Received October 9, 2008; Revised November 10, 2008; Accepted November 10, 2008
In Spinal Muscular Atrophy (SMA), the leading genetic cause of early childhood death, the survival motor neuron 1 gene (SMN1) is deleted or inactivated. The nearly identical SMN2 gene has a silent mutation that impairs the utilisation of exon 7 and the production of functional protein. It has been hypothesised that therapies boosting SMN2 exon 7 inclusion might prevent or cure SMA. Exon 7 inclusion can be stimulated in cell culture by oligonucleotides or intracellularly expressed RNAs, but evidence for an in vivo improvement of SMA symptoms is lacking.
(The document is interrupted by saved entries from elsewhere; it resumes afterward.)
PR #492, opened 2024-06-15
Created support for Vercel using Node.js runtime

Chingles2404:
Created the IOVercel file. Thanks Arman and Tonio for your help!

### DIFF
--- a/vercel-nodejs/src/main/scala/feral/vercel/IOVercel.scala
+++ b/vercel-nodejs/src/main/scala/feral/vercel/IOVercel.scala
@@ -14,7 +14,7 @@
  * limitations under the License.
  */
 
- package feral.vercel
+package feral.vercel
 
 import cats.effect.IO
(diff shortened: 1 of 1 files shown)


Chingles2404:
Based on discussions with Arman, it seems like Vercel is not compatible with the Http4s way of creating a web app. This is mainly due to routes being declared via the folder structure for web apps that are deployed to Vercel. Therefore, the example illustrated in `VercelNodejs.scala` is unable to work with Vercel.

The current steps to use Feral with Vercel are:
1. Write a handler for a specific route
2. Run `fastLinkJS` to generate the corresponding JS files
3. Copy the JS files into a folder named `api` which should ideally be in a separate project folder
4. Rename the JS files (and optionally put them in subfolders within `api`) to define the route
5. Deploy the project to Vercel

References:
https://vercel.com/docs/functions/runtimes/node-js
https://github.com/orgs/vercel/discussions/947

Here we unambiguously confirm the above hypothesis by showing that a bifunctional U7 snRNA that stimulates exon 7 inclusion, when introduced by germ-line transgenesis, can efficiently complement the most severe mouse SMA model. These results are significant for the development of a somatic SMA therapy, but may also provide new means to study pathophysiological aspects of this devastating disease.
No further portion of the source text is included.